I stared at the IV taped to the back of my hand and scowled. Stupid thing. As I pondered ripping it out, the door to the room opened and Nathan stepped inside.
He was still wearing the same white T-shirt and jeans he wore when he brought me in. They looked dry now but were wrinkled and covered in mud. It was the first time I really got a good look at him because it wasn’t dark, it wasn’t raining, and we weren’t running from a madman.
Oh, and I guess the meds in the IV were making it easier to focus on him and not the pain.
I decided not to rip it out after all.
He was a big guy, over six feet tall, with a broad frame and very defined body. His biceps were large and hard. I probably wouldn’t even be able to wrap my hand around them and let my fingers touch. His chest was also solid looking and the white shirt stretched across his pecs and lay smoothly over his flat stomach. Even his neck was thick, and I knew this was a man who spent a lot of time at the gym.
He saw I was awake and he strode to the end of the bed and stood, looking down at me. Usually, I hated people looming over me. It was creepy.
Nathan was not creepy.
His nearly black hair was super short, a typical military cut, I suppose. It graduated from being practically bald on the sides and faded upward to short strands on the top that were sticking up like he’d been running his hands over the top of his head.
He was also unshaven; dark, coarse hair covered the lower half of his face. I knew he most likely was always shaven, but his hair was so dark that the time he spent running around in the woods with me caused it to already shadow his jaw.
He had a strong nose with a little bump in the center (had it been broken?), dark thick eyebrows, and blue eyes. His skin wasn’t as pale as mine, and he had a scar underneath his right eye. It ran jaggedly across his cheekbone.
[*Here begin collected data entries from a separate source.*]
PR #105, opened 2022-05-30
Fix Fortran result values

cgmb:
The `result` declaration in Fortran defines the name of the result variable, not the type. The result type is not necessarily `c_int`, either. The value returned is an enum.

The hipfort bindings for hipsolver handles this correctly, so this this change is to define the hipsolver API return types in the same way that hipfort does.

### DIFF
--- a/library/src/hipsolver_module.f90
+++ b/library/src/hipsolver_module.f90
@@ -55,7 +55,6 @@ end module hipsolver_enums
 
 module hipsolver
     use iso_c_binding
-    use hipsolver_enums
 
     !---------!
     !   Aux   !
--- a/library/src/hipsolver_module.f90
+++ b/library/src/hipsolver_module.f90
@@ -55,6 +55,7 @@ end module hipsolver_enums
 
 module hipsolver
     use iso_c_binding
+    use hipsolver_enums
 
     !---------!
     !   Aux   !
@@ -64,8 +65,9 @@ module hipsolver
         function hipsolverCreate(handle) &
                 bind(c, name = 'hipsolverCreate')
             use iso_c_binding
+            use hipsolver_enums
             implicit none
-            integer(kind(HIPSOLVER_STATUS_SUCCESS)) :: hipsolverCreate_
+            integer(kind(HIPSOLVER_STATUS_SUCCESS)) :: hipsolverCreate
             type(c_ptr), value :: handle
         end function hipsolverCreate
     end interface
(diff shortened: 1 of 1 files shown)


library/src/hipsolver_module.f90
```diff
@@ -62,41 +62,41 @@ module hipsolver
     
     interface
         function hipsolverCreate(handle) &
-                result(c_int) &
                 bind(c, name = 'hipsolverCreate')
             use iso_c_binding
             implicit none
+            integer(kind(HIPSOLVER_STATUS_SUCCESS)) :: hipsolverCreate_
```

His lips were full, but there was also another scar right beneath his bottom lip, and it interrupted the curved line that his lips would have formed.
A black tattoo peaked out from under the sleeve on his left arm, and I began to daydream about what the entire tattoo looked like and if he had any more in places that were covered by his clothes.
“You’re still here,” I said, still not taking away my eyes.
“I told you I wouldn’t leave.”
He did say that, but I guess part of me thought he was only saying what he thought I wanted to hear. After all, I wasn’t his responsibility. I mean, he barely knew me.
“How long was I out?”
He walked around the side of bed. I couldn’t help but notice the way his hips swiveled as he moved. He dropped into a chair sitting right beside the bed and reclined against the back. “A couple hours.”
“What time is it?”
“About ten a.m.”
I felt my eyes widen. I’d been out more than a couple hours. He’d been here this whole time? “Aren’t you exhausted?”